俺たちはいつも通りのメンバーで山に入っていた。
音を立てずに目を凝らして探す。足跡や糞、爪研ぎ痕、今回に限り血痕。これらが俺たちが見つけるべき痕跡だ。時には悪路を進み、山深く入る。
「お兄さん、目の前の小川の先に痕跡がある」
ラハヤの指さす方向を双眼鏡で覗く。見えた木の幹に爪研ぎ痕があり、近くに足跡があった。
小川を渡り、足跡を見る。おそらく前足だろう。幅は二四センチほど。これから考えるに、この熊は体長二四〇センチ、体重は三〇〇キロと推定できる。
「……でかいな」
「昨日の熊でしょうか?」
周りに血痕らしきものはない。違う熊か、足跡が古いかだ。
「シドー、誰か来るぞ」
木々の上を音も立てずに飛ぶ影が見えた。
その影が俺の目の前で跪く。リンドウだ。
「件の人食い熊の痕跡を猟師たちが見つけました。こちらで御座る」
どうやらこちらは空振りで向こうが正解を引き当てたようだ。
俺たちはリンドウの後ろに続く。ほどなくして鬼人族の猟師たちと合流した。
鬼人族の猟師たちは和装で、獲物は熊槍や弓だ。一人の猟師が俺に話し掛ける。
「ここに足跡と血痕がある。奴はこの先だ」
先ほど見つけた足跡と同じ幅の長さだった。足跡と足跡の中央には、等間隔に点々と血痕が地面に付着している。それほど出血をしている訳ではないらしい。
「良し、進もう」
俺は猟銃を握りしめた。
スコープなしでどこまでやれるかは、正直なところ分からない。十メートル以内まで接近して無理やり狙うしかないだろう。いざとなれば、全員で囲んで仕留めればいい。

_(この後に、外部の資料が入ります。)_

PR #1518, opened 2026-08-31
chore: remove `skip-existing` input for release-pypi-private

### LINKED ISSUE #1515: Deprecate `skip-existing` input in `release_pypi_*` actions or keep?
Behind the scenes, the `skip-existing` input depends on twine supporting the `--skip-existing` flag, however, twine dropped support since `v6.2.0`. We have bumped twine version in Ansys Actions over the months (now pinned to v7.0.0) and we haven't deprecated this input. This is causing failures such as [this](https://github.com/ansys-internal/ansys-turbo-components/actions/runs/32970293647/job/98535413016) in the pipelines of projects.

I see two approach:
  - We simply deprecate this option. If libraries really need this option, they can pin to `v10`.
  - Since only `release-pypi-private` is effectively the only functioning PyPI release action, do we pin twine to `v6.1.0` forever? Because I think a lot of repos use this option, and it is the reason why `skip-existing`  is true by default. But I get that this option might not make sense.

Thoughts @jorgepiloto, @RobPasMue, @SMoraisAnsys?

moe-ad:
Closes #1515.

Given that the public release-* actions have been deprecated and the private PyPI did not support the option to begin with, I think it makes sense to just silently remove the option. That would resolve the ongoing issues and we don't have to worry about deprecation book keeping.

### DIFF
--- a/_release-pypi/action.yml
+++ b/_release-pypi/action.yml
@@ -74,13 +74,6 @@ inputs:
     required: true
     type: boolean
 
-  skip-existing:
-    description: |
-      Continue uploading files if one already exists. Only valid when uploading
-      to PyPI. Other implementations may not support this.
-    required: true
-    type: boolean
-
   verify-tag-version:
     description: |
       Verify that the git ref that triggered the workflow is the same as the version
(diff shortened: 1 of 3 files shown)


jorgepiloto (approved):

SMoraisAnsys (commented):
Is there a reason why only the private one receives this behavior ? Given @moe-ad 's statement, I think that it would make sense to also align the other release actions. All the more given that this PR has been merged.

PR #1527, opened 2026-09-01
refactor: reduce release note body size and add cmd

SMoraisAnsys:
Refactor the release note body that can be autogenerated to reduce it's size (we have many repos where the number of elements is large. An example is illustrated below with `pyansys-geometry's` latest release note

image

Also, the content of the release note contains extra information to let users know that they can directly download attestations from the projets repo `$REPO_URL/attestations`. See https://github.com/ansys/actions/pull/1527#issuecomment-5512022089 for the result on a dummy repo.


release-github/action.yml
```diff
@@ -487,13 +488,12 @@ runs:
...
-            filename=$(basename "$artifact")
-            echo "\$ gh attestation verify --owner ${GITHUB_REPOSITORY_OWNER} ${filename}"
-          done
-
+          echo "gh attestation verify <file-path of downloaded artifact> --repo ${GITHUB_REPOSITORY}"
+          echo "\`\`\`"
+          echo "You can also download the attestation from [GitHub](${REPO_URL}/attestations) and verify against that directly:"
+          echo ""
+          echo "\`\`\`bash"
+          echo "gh attestation verify <file-path of downloaded artifact> --bundle <file-path of downloaded attestation>"
```
RobPasMue: As I stated in my previous comment - let's add only 1 example as part of the body, so that users know how to verify it instead of figuring out the substitution themselves

RobPasMue:
```suggestion
          echo "gh attestation verify <file-path-of-downloaded-artifact> --repo ${GITHUB_REPOSITORY}"
          echo "\`\`\`"
          echo "You can also download the attestation from [GitHub](${REPO_URL}/attestations) and verify against that directly:"
          echo ""
          echo "\`\`\`bash"
          echo "gh attestation verify <file-path-of-downloaded-artifact> --bundle <file-path-of-downloaded-attestation>"
```

RobPasMue (approved):
LGTM! thanks for this enhancement @SMoraisAnsys !

ecoussoux-ansys (approved):

release-github/action.yml
```diff
@@ -34,6 +34,10 @@ description: |
     setup guide, https://actions.docs.ansys.com/version/dev/migrations/docs-changelog-setup.html,
     the changelog for your release is included in the release notes on GitHub.
 
+    If you are using the attestation features, we recommend you add the ``attestations: read``
+    permission to your GitHub token. Doing so will allow this action to add an example of
+    attested artifacts to the release notes.
+
     .. important:: **Required GitHub Permissions**
 
        - **contents**: ``write`` - Required to create GitHub releases and upload release assets
```
moe-ad, line 39:
```suggestion
       - **contents**: ``write`` - Required to create GitHub releases and upload release assets
       - **attestations**: ``read`` (optional) - Adding this permission is required when attestation features are being used i.e. when ``add-artifact-attestation-notes`` input is ``true``.
```

release-github/action.yml
```diff
@@ -34,6 +34,10 @@ description: |
     setup guide, https://actions.docs.ansys.com/version/dev/migrations/docs-changelog-setup.html,
     the changelog for your release is included in the release notes on GitHub.
 
+    If you are using the attestation features, we recommend you add the ``attestations: read``
+    permission to your GitHub token. Doing so will allow this action to add an example of
+    attested artifacts to the release notes.
+
```
moe-ad:
```suggestion
```

I recommend moving this to the permissions section.

moe-ad (approved):
LGTM!

I left a minor comment, just for consistency regarding where permission related information should be documented.

release-github/action.yml
SMoraisAnsys: I've not added it because we section title was `Required GitHub Permissions`. I can add another 'informational' section if you want. Would that work for you @moe-ad

release-github/action.yml
SMoraisAnsys: Waiting for an answer to the discussion above

release-github/action.yml
moe-ad: I guess the using "... (optional): ..." as proposed in my suggestion should be enough rather than creating a separate section?
Both approach works fine in any case from my perspective.

SMoraisAnsys: IMO we can mix them if we remove 'Required' from the section title. Otherwise, splitting makes more sense because optional and required don't mix well semantically.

俺たちは更に進む。三人の猟師たちが大木の洞を囲っていた。
ボルトを操作しチャンバーを開ける。同時に開いた排莢口から実包を二発弾倉に込め、一発は薬室に装填した。ボルトを前に押し、ガチッと下に倒す。
俺たちが大木の洞に接近すると、突然熊が飛び出した。